Obviously, here the tone was slightly different. And so was the outcome.

Here comes my behavioural science lesson

I bought my B12 supplements and have been taking them every day without fail for the past 2 months.

I created a habit

As with the vitamin D bottle, I tried to prime myself and create a habit. I placed the bottle of pills on the kitchen counter and aimed to form a habit of taking them every day after lunch.

I had a clear goal

I decided there was a need for an experiment. I could have gone to the doctor straight away, but instead, ever the scientist, I wanted to see if indeed I was suffering from pernicious anaemia or whether I wasn’t actually eating enough B12-rich food (which a daily supplement would solve with no problem).

So I decided to take a supplement every day for 2 months and then have another blood test to see if my levels were better. My goal was to understand what was actually going on so I could take appropriate action. That meant taking the supplement every day, otherwise the experiment would be void.

I was shit-scared of what might happen if I don’t take them

Crucially, in this case there was belief. A lot of it. The situation was dire. The levels were red. The doctor urged immediate action.

I was scared into taking action.

I believed that if I didn’t take action, there would be consequences – bad things would happen. I believed that taking action was important for my health.

So do you have to scare yourself to change behaviour?

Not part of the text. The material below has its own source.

PR #245, opened 2023-11-03
Feature/lit 1815 pull node urls from chain in sdk instead of using hardcoded

Ansonhkg:
## Usage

Not necessarily. If there is a behaviour you want to change (eg maybe sticking to your yoga self-practice?), you can experiment with creating a habit (eg picking the same time to practice every day) and priming yourself to do it (eg leaving your mat out at night so you see it when you wake up in the morning) – I’ve written about this already here.

But it’s also important to ask yourself why you want to adopt this new behaviour; what will it offer you, how will it make your life better. If you can’t convince yourself that your life will be better or that it’s important to do this then you fall back to habit, and sometimes that just doesn’t work.

And in case you’re wondering

My experiment worked. My vitamin B12 levels are now back to normal. My behaviour change has been reinforced by the results of the blood test, so I continue to take my supplement every day.

What does this have to do with yoga?

Not much really. I got asked to write a post about supplements. I wrote this instead. Perhaps it will be more useful it generally adopting new (and healthy) behaviours. Maybe even a yoga-related behaviour.